Scan the records beneath this line for the line holding "### LINKED ISSUE" and the line holding "The TicketBroker should", then transcribe exactly those two and all lines between.

##########

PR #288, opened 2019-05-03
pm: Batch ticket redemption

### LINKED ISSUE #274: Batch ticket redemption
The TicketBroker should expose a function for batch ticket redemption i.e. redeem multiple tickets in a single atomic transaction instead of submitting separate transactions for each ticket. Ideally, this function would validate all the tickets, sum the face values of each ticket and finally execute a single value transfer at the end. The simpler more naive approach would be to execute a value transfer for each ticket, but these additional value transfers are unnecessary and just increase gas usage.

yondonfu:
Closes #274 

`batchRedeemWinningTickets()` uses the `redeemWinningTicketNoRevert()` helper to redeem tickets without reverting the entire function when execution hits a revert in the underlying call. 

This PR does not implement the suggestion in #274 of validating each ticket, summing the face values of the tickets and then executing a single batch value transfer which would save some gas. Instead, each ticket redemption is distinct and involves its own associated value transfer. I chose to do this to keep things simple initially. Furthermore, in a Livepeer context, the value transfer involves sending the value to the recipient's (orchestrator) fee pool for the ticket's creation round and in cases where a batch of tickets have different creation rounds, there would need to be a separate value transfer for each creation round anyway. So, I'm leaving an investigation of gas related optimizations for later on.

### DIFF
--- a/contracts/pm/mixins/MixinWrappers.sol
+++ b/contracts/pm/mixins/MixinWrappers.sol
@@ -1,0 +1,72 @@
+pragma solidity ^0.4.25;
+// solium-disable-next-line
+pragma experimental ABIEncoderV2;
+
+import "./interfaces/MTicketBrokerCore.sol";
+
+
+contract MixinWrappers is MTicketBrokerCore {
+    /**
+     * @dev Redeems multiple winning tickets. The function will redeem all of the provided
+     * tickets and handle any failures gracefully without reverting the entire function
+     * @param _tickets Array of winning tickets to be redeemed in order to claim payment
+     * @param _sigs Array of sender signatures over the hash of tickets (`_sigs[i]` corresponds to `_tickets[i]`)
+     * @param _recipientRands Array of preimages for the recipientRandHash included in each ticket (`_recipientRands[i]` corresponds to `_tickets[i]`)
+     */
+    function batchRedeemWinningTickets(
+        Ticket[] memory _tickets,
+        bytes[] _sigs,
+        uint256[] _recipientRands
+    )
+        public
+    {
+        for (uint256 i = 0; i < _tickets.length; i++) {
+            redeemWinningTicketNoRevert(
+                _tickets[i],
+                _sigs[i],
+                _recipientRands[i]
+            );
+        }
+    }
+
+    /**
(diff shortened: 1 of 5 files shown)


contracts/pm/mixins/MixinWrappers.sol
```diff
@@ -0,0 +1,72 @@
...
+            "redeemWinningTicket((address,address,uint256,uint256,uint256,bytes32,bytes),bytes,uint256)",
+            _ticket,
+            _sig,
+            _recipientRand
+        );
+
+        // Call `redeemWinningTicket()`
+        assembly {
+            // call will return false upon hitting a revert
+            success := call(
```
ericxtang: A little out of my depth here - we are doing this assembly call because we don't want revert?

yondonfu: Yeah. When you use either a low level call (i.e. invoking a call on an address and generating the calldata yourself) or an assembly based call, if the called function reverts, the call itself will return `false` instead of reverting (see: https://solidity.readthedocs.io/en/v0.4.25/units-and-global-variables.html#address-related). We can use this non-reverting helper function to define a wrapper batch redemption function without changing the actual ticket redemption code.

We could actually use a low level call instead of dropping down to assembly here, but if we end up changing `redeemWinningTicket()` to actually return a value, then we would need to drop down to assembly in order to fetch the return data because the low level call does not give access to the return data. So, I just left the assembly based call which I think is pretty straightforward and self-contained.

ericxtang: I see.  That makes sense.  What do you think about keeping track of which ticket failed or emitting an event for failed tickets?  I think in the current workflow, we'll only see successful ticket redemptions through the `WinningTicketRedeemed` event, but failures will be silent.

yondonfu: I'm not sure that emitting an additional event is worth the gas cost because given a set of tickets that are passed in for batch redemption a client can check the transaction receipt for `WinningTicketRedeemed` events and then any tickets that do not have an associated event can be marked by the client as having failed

##########

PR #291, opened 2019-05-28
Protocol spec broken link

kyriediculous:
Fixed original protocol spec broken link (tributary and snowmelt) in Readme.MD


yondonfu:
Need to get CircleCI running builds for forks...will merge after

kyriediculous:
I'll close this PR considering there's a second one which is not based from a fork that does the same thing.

##########

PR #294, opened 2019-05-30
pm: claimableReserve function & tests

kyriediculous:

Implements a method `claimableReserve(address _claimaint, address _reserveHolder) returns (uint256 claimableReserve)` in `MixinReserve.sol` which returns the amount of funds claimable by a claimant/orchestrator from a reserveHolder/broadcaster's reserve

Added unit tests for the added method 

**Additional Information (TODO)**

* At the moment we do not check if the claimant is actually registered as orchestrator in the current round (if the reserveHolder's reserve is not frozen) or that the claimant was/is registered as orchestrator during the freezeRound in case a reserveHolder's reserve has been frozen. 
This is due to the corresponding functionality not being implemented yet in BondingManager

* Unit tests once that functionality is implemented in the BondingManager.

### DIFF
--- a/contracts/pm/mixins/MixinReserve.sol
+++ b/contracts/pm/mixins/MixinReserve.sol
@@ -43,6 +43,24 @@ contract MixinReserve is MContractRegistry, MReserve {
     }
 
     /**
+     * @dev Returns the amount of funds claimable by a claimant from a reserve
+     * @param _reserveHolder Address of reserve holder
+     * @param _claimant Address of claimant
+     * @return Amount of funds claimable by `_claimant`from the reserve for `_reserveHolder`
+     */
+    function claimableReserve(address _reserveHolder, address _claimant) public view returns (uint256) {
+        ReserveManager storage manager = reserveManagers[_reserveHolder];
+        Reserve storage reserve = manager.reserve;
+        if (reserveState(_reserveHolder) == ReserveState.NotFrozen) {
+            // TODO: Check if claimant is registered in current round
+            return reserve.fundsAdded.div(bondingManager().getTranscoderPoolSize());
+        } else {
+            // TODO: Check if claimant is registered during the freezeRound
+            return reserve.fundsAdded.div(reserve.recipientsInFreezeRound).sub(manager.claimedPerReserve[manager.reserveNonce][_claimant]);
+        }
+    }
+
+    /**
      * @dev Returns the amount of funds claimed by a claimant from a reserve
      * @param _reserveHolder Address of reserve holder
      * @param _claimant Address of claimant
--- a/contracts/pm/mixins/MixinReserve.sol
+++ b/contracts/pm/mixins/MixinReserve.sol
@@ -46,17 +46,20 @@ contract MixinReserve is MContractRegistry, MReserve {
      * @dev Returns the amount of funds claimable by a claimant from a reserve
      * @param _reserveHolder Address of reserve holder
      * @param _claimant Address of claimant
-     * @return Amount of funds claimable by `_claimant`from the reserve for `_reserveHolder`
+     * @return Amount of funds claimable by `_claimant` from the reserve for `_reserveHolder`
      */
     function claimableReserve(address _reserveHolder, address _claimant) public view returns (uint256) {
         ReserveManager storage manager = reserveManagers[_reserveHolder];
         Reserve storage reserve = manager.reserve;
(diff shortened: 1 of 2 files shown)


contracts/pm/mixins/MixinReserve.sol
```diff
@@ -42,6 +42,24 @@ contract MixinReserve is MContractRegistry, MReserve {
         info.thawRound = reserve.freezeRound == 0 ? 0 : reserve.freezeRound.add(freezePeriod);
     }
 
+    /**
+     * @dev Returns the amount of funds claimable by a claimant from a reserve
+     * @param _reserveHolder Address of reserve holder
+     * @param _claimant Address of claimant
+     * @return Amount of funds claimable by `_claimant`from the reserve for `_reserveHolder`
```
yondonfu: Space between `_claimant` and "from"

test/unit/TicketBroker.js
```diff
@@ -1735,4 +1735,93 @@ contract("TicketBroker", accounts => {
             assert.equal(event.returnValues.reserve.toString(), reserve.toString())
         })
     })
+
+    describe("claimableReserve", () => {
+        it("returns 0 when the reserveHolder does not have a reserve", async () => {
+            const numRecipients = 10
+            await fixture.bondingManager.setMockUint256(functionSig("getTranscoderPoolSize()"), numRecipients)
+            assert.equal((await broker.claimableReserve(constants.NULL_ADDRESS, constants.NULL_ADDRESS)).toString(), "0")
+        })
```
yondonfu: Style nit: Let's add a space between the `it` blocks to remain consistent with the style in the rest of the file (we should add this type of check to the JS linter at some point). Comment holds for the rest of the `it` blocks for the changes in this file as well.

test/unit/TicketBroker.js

##########

### Answer to this task
### LINKED ISSUE #274: Batch ticket redemption
The TicketBroker should expose a function for batch ticket redemption i.e. redeem multiple tickets in a single atomic transaction instead of submitting separate transactions for each ticket. Ideally, this function would validate all the tickets, sum the face values of each ticket and finally execute a single value transfer at the end. The simpler more naive approach would be to execute a value transfer for each ticket, but these additional value transfers are unnecessary and just increase gas usage.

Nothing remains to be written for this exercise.